Simultaneous quantification of imatinib and CGP74588 in human plasma by liquid chromatography-time of flight mass spectrometry (LC-TOF-MS)
Abstract
Imatinib mesylate is widely used for the treatment of different types of cancer, such as chronic myelogenous leukemia and gastrointestinal stromal tumors. It is a tyrosine kinase inhibitor that binds to the active site of the enzyme inhibiting it. In clinical toxicology, a fast and sensitive quantification method for monitoring the imatinib concentration in blood can be very useful for personalized treatments.

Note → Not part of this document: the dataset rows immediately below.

PR #1105, opened 2021-08-05
sci-biology/SEECER: EAPI bump, patch, remove files, fix build system

lucasmitrak:
* EAPI bump
* Remove "rename_jellyfish_binary.patch" from ebuild which does nothing
* Add a patch that increases the max sequence length
* Add a patch that removes CXXFLAGS, CFLAGS, LDFLAGS
* Add tc-check-openmp so the ebuild fails without OpenMP support
* Remove copying a new replace_ids.cc file which is now a patch
* Delete all object files
* Delete packaged seqan
* Add eautoreconf to recreate the build system
* Add system seqan include path and CXXFLAGS to econf

Currently, sci-biology/SEECER will not compile due to object files
remaining in the package. This was fixed by deleting all object files
and so forcing them to be rebuilt. The packaged seqan was deleted as
well so the system's seqan is used. In order to achieve this, the
system's seqan include path was passed into econf as
"/usr/include/seqan". The user's CXXFLAGS were passed into econf also.
The patch SEECER-remove-flags.patch removes any other CXXFLAGS, CFLAGS,
and LDFLAGS present in configure.ac and Makefile.am.
Since configure.ac and Makefile.am were updated, the build system was
recreated using eautoreconf -i to account for this. The -i was needed
because the "compile" file is missing, so it had to be added. The patch
SEECER-increase-max-sequence-length.patch increases the max sequence
length from 256 to 10000. This patch was made from an updated
replace_ids.cc downloaded from an archived upstream mail list
that is no longer available online [1]. The previous revision ebuild
included this same replace_ids.cc file; however, despite it appearing
as a text file, it was actually a gzipped file with an incorrect
extension. In addition, this gzipped file was copied into the src/
directory when the replace_ids.cc file is in the pipeline/ directory.
The patch file "rename_jellyfish_binary.patch" also did nothing
but modify a comment so it was removed as well. In addition,
a tc-check-openmp was added so the ebuild fails without OpenMP support.
OpenMP cannot be added as a use flag or a configure enable flag because
gomp is always enabled and the source code assumes the system has OpenMP
installed. Finally, the EAPI was bumped.

[1] URL Split into three parts for the sake of the commit message:
https://web.archive.org/web/20150911132231/
http://seecer-rna-read-error-correction-mailing-list.21961.x6.nabble.com
/Segmentation-fault-in-step-4-td41.html

Closes: https://bugs.gentoo.org/755776

### DIFF
--- a/sci-biology/SEECER/SEECER-0.1.3-r3.ebuild
+++ b/sci-biology/SEECER/SEECER-0.1.3-r3.ebuild
@@ -1,0 +1,66 @@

The aim of this study was to propose an alternative novel analytical method (LC-TOF-MS) for the quantification of intracellular imatinib and its main metabolite in human plasma. The method is simple and fast. It has sufficient sensitivity for the quantification of imatinib and its main metabolite CGP74588 in a smaller volume of plasma. The linearity of the method was evaluated over the range of concentrations (0.02–5 μg mL−1) of imatinib and CGP74588 in human plasma. The correlation coefficients (r2) were close to 1 for both analytes. The limit of quantification was 0.02 μg mL−1 for both imatinib and CGP74588. A number of (>50) chronic myelogenous leukemia patient plasma samples have been analyzed by this method obtaining values ranging from 0.19–4.53 and 0.03–0.84 μg mL−1 for imatinib and CGP74588, respectively. This novel method allows a specific, sensitive and reliable simultaneous determination of intracellular imatinib and CGP74588 in a single chromatographic run, which is suitable for routine clinical practice.